You can make the sauces ahead of time and both will stay fresh in the refrigerator for 2-3 days. It’s recommended to heat the bravas sauce before serving it over the potatoes. If the aioli or bravas sauce stiffens up, you can add a little water to thin it back out. 

Additionally, you can par-cook the potatoes ahead of time and store them in the fridge for up to one day prior to frying them. 

What Goes With Patatas Bravas?

As mentioned before, patatas bravas is a classic Spanish tapa dish. It’s so delicious and cheap to make! It’s easy to put together a few more dishes to create your own globally inspired small plate feast.

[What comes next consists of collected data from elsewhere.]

PR #48, opened 2017-08-31
Add cluster migration section

glye:
Adds doc about cluster migration, which was added in https://jira.ez.no/browse/EZP-25946

Modifies http://doc.ezplatform.com/en/master/guide/clustering/

### DIFF
--- a/docs/guide/clustering.md
+++ b/docs/guide/clustering.md
@@ -146,7 +146,7 @@ rewrite "^/var/([^/]+/)?storage/images(-versioned)?/(.*)" "/app.php" break;
 
 ## Migration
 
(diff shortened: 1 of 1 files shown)


docs/guide/clustering.md
```diff
@@ -143,3 +143,33 @@ RewriteRule ^/var/([^/]+/)?storage/images(-versioned)?/.* /app.php [L]
 ```
 rewrite "^/var/([^/]+/)?storage/images(-versioned)?/(.*)" "/app.php" break;
 ```
+
+## Migration
+
+If you are migrating an existing single server site to a cluster, and not setting up a cluster from scratch, you need to migrate your files. Once you have configured your binarydata and metadata handlers, you can run the `ezplatform:io:migrate-files` command. You can also use it when you are migrating from one data handler to another, e.g. from NFS to Amazon S3.
```
DominikaK: "If you are migrating an existing single-server site to a cluster..."
(hyphen in single-server)

DominikaK:
Thanks, @glye, other than the tiniest of nitpicks, a perfect addition!

glye:
😊 Thanks, nit picked.

PR #3325, opened 2026-07-28
Fixed card link when using MkDocs development server

mnocon:
Target: 5.0, 6.0 + same in userdoc

Stopped always forcing the "https" scheme when generating the card links.

This changes nothing for production (where https is used), but always using https didn't work with MkDocs development server (mkdocs serve) which uses HTTP.

Example: https://ez-systems-developer-documentation--3325.com.readthedocs.build/en/3325/discounts/discounts/

### DIFF
--- a/main.py
+++ b/main.py
@@ -7,8 +7,8 @@ from mkdocs.structure.pages import Page
 from mkdocs.utils import meta
 from typing import List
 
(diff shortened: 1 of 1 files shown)


adriendupuis (approved):
🤩

PR #3341, opened 2026-08-05
Removed title and descritpion extraction from HTML

mnocon:
Target: 4.6, 5.0, 6.0, user doc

Some other suggestions that pair well with patatas bravas are:
Mediterranean chicken wings
Easy fried feta cheese balls 
Vamprio tacos
Ajvar spread or Lutenitsa spread as an additional dip or topping for the potatoes

Are Patatas Bravas Vegan?

This recipe is not vegan if you’re using basic commercial mayonnaise. You can easily make it vegan by using a vegan mayonnaise or making your own. Also, make sure that you are using vegetable stock and not chicken stock (though you can easily use one or the other for this recipe).